Japanese Kenzaburo Oe, Nobel laureate for poetic fiction, dies End-shutdown


TOKYO– Nobel laureate for literature Kenzaburo Oe, whose dark and poetic novels were built on memories of his childhood during the postwar occupation of Japan and of being the father of a disabled son, has died. hello what 88

Oe, who was also an outspoken anti-nuclear and peace activist, died on March 3, his publisher, Kodansha Ltd., said in a statement Monday. The publisher did not elaborate on his death and said that his family held his funeral.

Oe in 1994 became the second Japanese author to receive the Nobel Prize for literature.

The Swedish Academy cited the author for his works of fiction, in which “poetic force creates an imaginary world where life and myth condense to form a disconcerting image of the current human situation.”

His hottest works were influenced by the birth of Oe’s mentally handicapped son in 1963.

“A Personal Matter,” released a year later, is the story of a father reconciling through darkness and pain with the birth of a brain-damaged son. Several of Oe’s later works have a damaged or deformed child with symbolic significance, with stories and characters evolving and maturing as Oe’s son ages.

Hikari Oe had a cranial deformity at birth that caused her mental disability. He has limited ability to speak and read, but has become a musical composer whose works have been performed and recorded on albums.

The only other Japanese to have won a Nobel Prize in Literature was Yasunari Kawabata in 1968.

Despite the outpouring of national pride at Oe’s victory, his major literary themes here evoke deep uneasiness. A 10-year-old boy when World War II ended, Oe came of age during the American occupation.

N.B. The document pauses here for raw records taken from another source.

PR #1366, opened 2026-01-05
Don't attempt to filter out PIDs from DDCI PMTs

Jalle19:
In normal operation, the whole mux is sent to the CAM, and all CAMs can handle that just fine, even though a mux can have upwards of 100 PIDs. When this filtering logic was added the main concern was that the CA PMT would balloon in size, however, that filtering happens elsewhere independent of this.

@catalinii continuation of https://github.com/catalinii/minisatip/pull/1365

### DIFF
--- a/src/ca.cpp
+++ b/src/ca.cpp
@@ -271,12 +271,6 @@ int get_max_pmt_for_ca(int i) {
     return MAX_CA_PMT;
 }
 
-int get_ca_multiple_pmt(int i) {
-    if (i >= 0 && i < MAX_ADAPTERS && ca_devices[i] && ca_devices[i]->enabled)
-        return ca_devices[i]->multiple_pmt;
-    return 0;
-}
-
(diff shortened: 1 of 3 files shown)


catalinii:
@Jalle19 thr code here was added assuming there are 2 channels from different transponders decrypted by 1 CAPMT.

Most of the official CAMs can decrypt max 1 channel

Jalle19:
Yes, but this particular code has nothing to do with the CA PMT.

Jalle19:
This is actually not right after all - when `create_capmt` looks at which PIDs are subscribed, the adapter is the DDCI adapter, so if we don't leave them out from the PMT they'll never be omitted.

Jalle19:
Found another bug in this logic though, will make new PR

catalinii:
Maybe we should still rewrite it. The filtering should be just in the CAPMT. The actual pmt sent to the DDCI adapter (and CI) does not rewlly matter

PR #1369, opened 2026-01-06
Switch AES ECB implementation to openssl 3

catalinii:
- Moved back CI+ implementation to ca.cpp (copy paste)
- changes the aes.cpp implementation to be openssl 3 compatible
- this impacts AES ECB which is not used for CI+ (which uses CBC)

### DIFF
--- a/src/aes.cpp
+++ b/src/aes.cpp
@@ -17,7 +17,6 @@
  * USA
  *
  */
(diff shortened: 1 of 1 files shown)


Jalle19:
We really need to split ca.cpp into more files

catalinii:
Right, it was more files originally

PR #1370, opened 2026-01-06
Switch ca.cpp to openssl 3 and one shot methods

catalinii:
Switches CI+ routines to work on both openssl 3 and 1.x.
Removes also warnings and make the code easier to understand using one-shot encryption.

### DIFF
--- a/src/ca.cpp
+++ b/src/ca.cpp
@@ -279,6 +279,38 @@ static int sha256_final(EVP_MD_CTX *ctx, uint8_t *out) {
     return ret;
 }
 
+int RSA_private_encrypt_wrapper(EVP_PKEY *pkey, int dlen, uint8_t *dbuf,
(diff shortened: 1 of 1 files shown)


Jalle19:
Have you checked whether the .bin file for a CAM created with a previous version of minisatip is still valid and working with this new code?

Jalle19:
And maybe vice versa too - create the .bin file with this patch and then try master again and see if it works

catalinii:
I’ve tested the scenarios I tjought are relvant:
1) start from an old .bin
2) remove the .bin and restart negotiation

all woked for me

catalinii:
> And maybe vice versa too - create the .bin file with this patch and then try master again and see if it works

yeah this works too.

Jalle19 (approved):

PR #1372, opened 2026-01-09
Simplifying dh_gen_exp to use random numbers

catalinii:
This is a continuation of #1370 but does actual behavior changes and wanted to keep it in a separate diff for bisection purposes.

This updates some methods to higher level openssl 3 APIs to simplify the old code.

### DIFF
--- a/src/ca.cpp
+++ b/src/ca.cpp
@@ -5,20 +5,13 @@ alternative source
 
  */
 
-#include <arpa/inet.h>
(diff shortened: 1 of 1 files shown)


Jalle19:
Seems a bit too easy, why was the original implementation so complex?

catalinii:
Th original implementation is more generic however for DH seems random data is fine

PR #1375, opened 2026-01-18
Test bazel

catalinii:


Jalle19:
I would much rather switch to CMake instead.

catalinii:
Right, this is just to replace the build image and do cross compiling for mips and arm too

Jalle19:
Ah, right! This all seems a bit complex to me, does it bring any new benefits apart from not needing your old Docker image?

catalinii:
Feels a bit complex to me too, nothing new.

If I can build other additional deps with cmake then there is no need for this

PR #1376, opened 2026-01-19
Switch the build system to cmake

catalinii:


src/CMakeLists.txt
```diff
@@ -0,0 +1,149 @@
...
+    utils/uuid.cpp
+    dvb.cpp  # Always included per Makefile
+)
+
+# Libraries to link
+set(MINISATIP_LIBS pthread)
+
+# Track feature dependencies
+set(NEEDS_PMT OFF)
+set(NEEDS_TABLES OFF)
```
Jalle19: IMO we should take this opportunity to remove these ifdefs. We almost never build without them anyway, and if a Digibit R1 can handle it then I think any other hardware can.

src/CMakeLists.txt
```diff
@@ -0,0 +1,149 @@
...
+        list(APPEND STATIC_LIBS "-l:lib${LIB}.a")
+    endforeach()
+    target_link_libraries(minisatip PRIVATE ${STATIC_LIBS})
+    target_link_options(minisatip PRIVATE -static)
+else()
+    target_link_libraries(minisatip PRIVATE ${MINISATIP_LIBS})
+endif()
+
+# Install target
+install(TARGETS minisatip RUNTIME DESTINATION bin)
```
Jalle19: I'd skip this

CMakeLists.txt
```diff
@@ -0,0 +1,129 @@
...
+    set(VERSION_STRING "${GIT_TAG}+PR$ENV{PR}~${GIT_REVISION}")
+else()
+    set(VERSION_STRING "${GIT_TAG}~${GIT_REVISION}")
+endif()
+
+if(NOT VERSION_STRING)
+    set(VERSION_STRING "unknown")
+endif()
+
+project(minisatip VERSION 1.0 LANGUAGES CXX)
```
Jalle19: Can we omit version here? Or use the number determined from git?

.github/workflows/binaries.yml
```diff
@@ -35,31 +35,25 @@ jobs:
...
+        rm -rf build; CXX="zig c++" cmake -B build . -DCMAKE_CXX_COMPILER_TARGET=mipsel-linux-gnueabihf -DNETCVCLIENT=0 && (cd build && make)
         file minisatip
         zip -9 -r /minisatip_mips.zip minisatip html
 
     - name: Build MIPS (musl)
       run: |
-        make clean
-        ./configure --disable-netcv --enable-static --host=mipsel-linux-gnu CXX="zig c++ -target mipsel-linux-musl"
+        rm -rf build; CXX="zig c++" cmake -B build . -DCMAKE_CXX_COMPILER_TARGET=mipsel-linux-musl -DNETCVCLIENT=0 && (cd build && make)
         make
```
Jalle19: This should be removed now. I'd use one command per line in all of these to make it easier to grasp

.github/workflows/coverity.yml
```diff
@@ -12,8 +12,8 @@ jobs:
     - uses: actions/checkout@v4
     - name: Install build tools and dependencies
       run: DEBIAN_FRONTEND=noninteractive sudo apt-get -y install build-essential libdvbcsa-dev libssl-dev zlib1g-dev libxml2-dev
-    - name: configure
-      run: ./configure
+    - name: cmake
+      run: mkdir build;cd build;cmake ..
```
Jalle19: Why not `&&` instead? Or one command per line

src/CMakeLists.txt
```diff
@@ -0,0 +1,114 @@
...
+
+foreach(OPT ${OPTIONS})
+    if(NOT ${OPT})
+        string(APPEND CONFIG_CONTENT "#define DISABLE_${OPT}\n")
+    endif()
+endforeach()
+
+string(APPEND CONFIG_CONTENT "#define VERSION \"${VERSION_STRING}\"\n")
+string(APPEND CONFIG_CONTENT "\n#endif // CONFIG_H\n")
+file(WRITE ${CMAKE_CURRENT_BINARY_DIR}/config.h "${CONFIG_CONTENT}")
```
Jalle19: Is this the standard way to inject defines? I'm not that familiar with cmake but it feels like there must be a less manual way?

Jalle19: In tests we use `add_compile_definitions`

CMakeLists.txt
```diff
@@ -0,0 +1,125 @@
+cmake_minimum_required(VERSION 3.16)
```
Jalle19, line 1: Would it make sense to use just the top-level CMakeLists.txt, i.e. no separate one inside src/?

src/CMakeLists.txt
catalinii: That is the other option like we do now (add to CXX_FLAGS), cmake allows also doing replaces in existing files, but autogenerating was the easy vibe implementation.

I am open to add to the cxxflags, but the issue is that cmake runs one time, but if the repo is updating without running CMAKE then the VERSION will be wrong.

Jalle19: I think it's okay if version only gets updated when cmake is run

.github/workflows/binaries.yml
catalinii: Fixed

CMakeLists.txt
catalinii: I am fine either way

Jalle19: Would be less to maintain to have just a single file

catalinii:
@Jalle19 ready for review

PR #1383, opened 2026-02-08
dvbapi: add descramble watchdog and extend CW lifetime

mrgs83:
This PR targets an intermittent DVBAPI descramble stall observed with OSCam: scrambled TS continues but successful decrypt stops until a zap/reconnect.

Changes:
- Extend DVBAPI CW lifetime to 180s (avoid parity-switch freezes when parity is unchanged > default CW timeout).
- Add PMT-level descramble watchdog: track last scrambled vs last decrypt-ok; on stall clear CWs + resend CAPMT once; hard fallback restarts PMT state with cooldown.
- Expose dvbapi_send_pmt() and implement dvbapi_enabled() for the watchdog.

Files: src/dvbapi.cpp, src/dvbapi.h, src/pmt.cpp, src/pmt.h.

Happy to adjust thresholds/logging/style if you prefer different defaults.

### DIFF
--- a/src/dvbapi.cpp
+++ b/src/dvbapi.cpp
@@ -56,6 +56,8 @@ int dvbapi_sock = -1;
 int sock;
 int dvbapi_is_enabled = 0;
 int enabledKeys = 0;
+
+int dvbapi_enabled() { return dvbapi_is_enabled; }
 int network_mode = 1;
 int dvbapi_protocol_version = DVBAPI_PROTOCOL_VERSION;
 int dvbapi_ca = -1;
@@ -318,7 +320,10 @@ int dvbapi_reply(sockets *s) {
                     k_id, parity, index, k->algo, correct ? "OK" : "NOK", cw[0],
                     cw[1], cw[2], cw[3], cw[4], cw[5], cw[6], cw[7]);
 
-                send_cw(k->pmt_id, k->algo, parity, cw, NULL, 0, &k->icam_ecm);
+                // Some systems may keep the same parity for >45s; keep CWs longer to
+                // avoid short freezes on parity switch when the "other" parity CW
+                // expired on our side.
+                send_cw(k->pmt_id, k->algo, parity, cw, NULL, 180, &k->icam_ecm);
             } else
                 LOG("dvbapi: invalid DVBAPI_CA_SET_DESCR, key %d parity %d, k "
                     "%p, "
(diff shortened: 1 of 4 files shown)


mrgs83:
FYI: GitHub shows workflows awaiting maintainer approval (fork PR). Please approve CI if you want checks to run.

lars18th:
Hi @mrgs83 ,

I think this PR is to address this use case: a _continuous_ streaming of the same channel without user interaction. In this case, this simulates a channel zapping that returns to the same channel. This is true?

In this case, this seems OK. Why not merge it, @catalinii ?

Jalle19:
Are we sure this isn't just a workaround for an oscam bug?

lars18th:
Hi @Jalle19 ,

> Are we sure this isn't just a workaround for an oscam bug?

I don’t think so. As I understand it, this is intended to resolve the issue when decoding fails _for whatever reason_. In some circumstances, the only way to resume decoding is to restart the entire process. This can be done easily by manually changing the channel. However, if you want continuous decoding 24/7 of the same channel, that’s when this solution makes sense. So it can be seen as a last resort in the event of a critical decoding failure. It might also be useful with CI.

So please @mrgs83 ... can you explain more?
EDIT: Full description at https://github.com/catalinii/minisatip/discussions/1381#discussion-9442822

lars18th:
Hi @catalinii ,

Why not merge this?

catalinii:
I still need to review it properly, more specifically around how to keep the existing boundaries in place. Basically what needs to be done in pmt to stay in pmt, everything else in dvbapi.cpp. Will reply once I have a clear idea how to do it, as I’ve been swamped lately.

catalinii:
hi @mrgs83 

I have a proposal for this change to keep clean the separation between pmt.cpp and dvbapi.cpp, please take a look: https://github.com/catalinii/minisatip/commit/e48b530935b161d4c3e53b89a07de7b87cd05c66

I did not test this, just asked an LLM to keep clean separation between the modules, feel free to test/let me know if it works.

if yes, update your diff with the change from the diff generated.

ci70:
Was it finally merged?

catalinii:
Hi @ci70 ,

can you test this build?

We can merge once we get confirmation this works.

thanks

lars18th:
Hi @mrgs83 and @ci70 ,

You need to check the branch `test`: https://github.com/catalinii/minisatip/tree/test
If all is working right, then please give us feedback. We need confirmation before merging it.

Regards.

PR #1384, opened 2026-02-10
Handle default PIDs differently depending on adapter type

Jalle19:
I'd like to get rid of `Pids: 0, 16, 18` that is always visible on CI adapters in the web interface. This approach here seems to work, but I have a feeling it won't work for non-DDCI CI adapters. Maybe we need to be able to distinguish those somehow? @catalinii what do you think?

### DIFF
--- a/src/adapter.cpp
+++ b/src/adapter.cpp
@@ -940,9 +940,11 @@ void post_tune(adapter *ad) {
     LOGM("adapter post_tune: aid %d", aid);
 #endif
 #ifndef DISABLE_PMT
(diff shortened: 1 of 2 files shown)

“Humiliation washed over him and has colored much of his work. He himself describes his writing as a way of exorcising demons,” the Swedish Academy said.

Wartime childhood memories strongly shaped the story that marked Oe’s literary debut, “The Catch,” about a rural boy’s experiences with a downed American pilot over his village. Published in 1958, when Oe was still a college student, the story won Japan’s prestigious Akutagawa Prize for New Writers.

He also wrote nonfiction books about the devastation of Hiroshima and its rise after the US atomic bombing of August 6, 1945, as well as Okinawa and its postwar US occupation.

Oe has campaigned for peace and anti-nuclear causes, particularly since the 2011 Fukushima crisis, and has frequently appeared at rallies.

In 2015, Oe criticized Japan’s decision to restart nuclear reactors following the earthquake and tsunami meltdown at the Fukushima plant, calling it a risk that could lead to another disaster. He urged then-Prime Minister Shinzo Abe to follow Germany’s lead and phase out atomic power.

“Japanese politicians are not trying to change the situation, but to maintain the status quo even after this massive nuclear accident, and even if we all know that another accident would simply end Japan’s future,” Oe said.

Oe, then 80, said his life’s final work is to fight for a world free of nuclear weapons: “We must not leave the problem of nuclear plants to the younger generations.”

Oe, the third of seven children, was born on January 31, 1935 in a village on the island of Shikoku, in southern Japan. At the University of Tokyo, he studied French literature and began writing plays.

The academy noted that Oe’s work has been heavily influenced by Western writers, including Dante, Poe, Rabelais, Balzac, Eliot and Sartre.

But even with those influences, Oe brought an Asian sensibility.

In 2021, thousands of pages of his manuscripts and other works were sent to be archived at the University of Tokyo.